Mastour Haniye, Dehghani Toktam, Moradi Ehsan, Eslami Saeid
Department of Medical Education, Faculty of Medicine, Mashhad University of Medical Sciences, Mashhad, Iran.
Department of Medical Informatics, Faculty of Medicine, Mashhad University of Medical Sciences, Mashhad, Iran.
Heliyon. 2023 Jul 13;9(7):e18248. doi: 10.1016/j.heliyon.2023.e18248. eCollection 2023 Jul.
Since the advent of medical education systems, managing high-stakes exams has been a top priority and challenge for all policymakers. However, considering machine learning (ML) techniques as a replacement for medical licensing examinations, particularly during crises such as the COVID-19 outbreak, could be an effective solution. This study uses ML models to develop a framework for predicting medical students' performance on high-stakes exams, such as the Comprehensive Medical Basic Sciences Examination (CMBSE).
Prediction of students' status and score on high-stakes examinations faces several challenges, including an imbalanced number of failing and passing students, a large number of heterogeneous and complex features, and the need to identify at-risk and top-performing students. In this study, two major categories of ML approaches are compared: first, classic models (logistic regression (LR), support vector machine (SVM), and k-nearest neighbors (KNN)), and second, ensemble models (voting, bagging (BG), random forests (RF), adaptive boosting (ADA), extreme gradient boosting (XGB), and stacking).
To evaluate the models' discrimination ability, they are assessed using a real dataset containing information on medical students over a five-year period (n = 1005).

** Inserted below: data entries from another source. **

PR #735, opened 2022-03-17
Fixed second transfer flow variable plotted right on top of the other [#181061656]

dougmartin:
This adds a simple y offset when two nodes have crossing transfer links so that the transfer nodes don't overlay each other.


knowuh (approved):
I already approved once today, but second time is a charm!

thanks

PR #736, opened 2022-03-17
Changed undefined links to be dashed and disabled expanded set of relationships option for diagram only [#177724448]

dougmartin:


knowuh (approved):
Looks good, thanks

PR #737, opened 2022-03-17
181336977 - Quick Action Menu Fix

knowuh:
Dan said that:
> we should not show the flow and collector images

in the quick-actions menu

[#181336977]
https://www.pivotaltracker.com/story/show/181336977


dougmartin (approved):
Looks good :+1:

PR #740, opened 2022-03-21
Fixed basic/expanded relationship radio button [#177724448]

dougmartin:
This fixes a couple of bugs added in a previous commit:

1. Removes direct use of props when setting the initial state to remove React warning
2. Adds a check when changing the simulation type to diagram only to auto change to basic complexity if there are no complex existing relationships

This also removes an unused import found when linting.


knowuh (approved):
LGTM

PR #742, opened 2022-03-22
Update relationship panel to show all relationships pointing into and out of a node. [#164294971]

dougmartin:


knowuh (approved):
Reviewed synchronously

+ LGTM!

PR #743, opened 2022-03-23
Fixed relationship symbol bug introduced after adding them to transfer links [#181337002]

dougmartin:
The commit that added relationship symbols to transfer links broke the placement of the relationship symbols on variable with magnitude links.


knowuh (approved):
LGTM

PR #745, opened 2022-03-23
Switched position of transfer link symbol positions [#181337002]

dougmartin:
The transfer links now have their relationship symbols next to the transfer variables instead of at the ends of the link.

Old:

image

New:

image


dougmartin:
Closing without merging.  This was a misunderstanding on my part.

PR #746, opened 2022-03-23
Fixed z-index of modal background [#159109098]

dougmartin:
This adds the node-z-index constants to the stylus build before the modal styles so that the z-index variable is defined for the background.  With the invalid z-index the background click handler was not being called.


knowuh (approved):
LGTM, thanks!

PR #747, opened 2022-03-23
Add relationship symbols to transfer modifier links [#181337002]

dougmartin:
Before this change the relationship symbols were not shown for transfer modifier links as their magnitude was 0.


knowuh (approved):
Thanks, looks good.

PR #748, opened 2022-03-23
Remove recently added code to remove flow variable links when the node changes [#181336977]

dougmartin:
This reverts a recent change in the user menu.  This also fixes an issue where unconnected nodes converted to flow variables didn't update their image.


knowuh (approved):
Thanks, looks good.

The findings indicate that ensemble ML models demonstrate optimal performance in predicting CMBSE status (RF and stacking). Similarly, among the classic regressors, LR exhibited the highest root-mean-square deviation (RMSD) (0.134) and coefficient of determination (R2) (0.62), whereas the RF model had the highest RMSD (0.077) and R2 (0.80) overall. Furthermore, Anatomical Sciences, Biochemistry, Parasitology, and Entomology grade point average (GPA) and grades demonstrated the strongest positive correlation with the outcomes.
Comparing classic and ensemble ML models revealed that ensemble models are superior to classic models. Therefore, the presented framework could be considered a suitable alternative for the CMBSE and other comparable medical licensing examinations.
自医学教育体系出现以来,管理高风险考试一直是所有政策制定者的首要任务和挑战。然而,将机器学习(ML)技术作为医学执照考试的替代方案,特别是在诸如新冠疫情爆发等危机期间,可能是一种有效的解决方案。本研究使用ML模型开发了一个框架,用于预测医学生在高风险考试中的表现,如综合医学基础科学考试(CMBSE)。
预测学生在高风险考试中的状态和分数面临着几个挑战,包括及格和不及格学生数量不均衡、大量异质和复杂的特征,以及识别有风险和表现优异的学生的需求。在本研究中,比较了两类主要的ML方法:第一类是经典模型(逻辑回归(LR)、支持向量机(SVM)和k近邻(KNN)),第二类是集成模型(投票、装袋(BG)、随机森林(RF)、自适应提升(ADA)、极端梯度提升(XGB)和堆叠)。
为了评估模型的辨别能力,使用了一个包含五年内医学生信息的真实数据集(n = 1005)对模型进行评估。结果表明,集成ML模型在预测CMBSE状态方面表现最佳(RF和堆叠)。同样,在经典回归模型中,LR的均方根偏差(RMSD)最高(0.134),决定系数(R2)最高(0.62),而RF模型总体上RMSD最高(0.077),R2最高(0.80)。此外,解剖学、生物化学、寄生虫学和昆虫学的平均绩点(GPA)和成绩与结果呈现出最强的正相关。
比较经典和集成ML模型发现,集成模型优于经典模型。因此,所提出的框架可被视为CMBSE和其他类似医学执照考试的合适替代方案。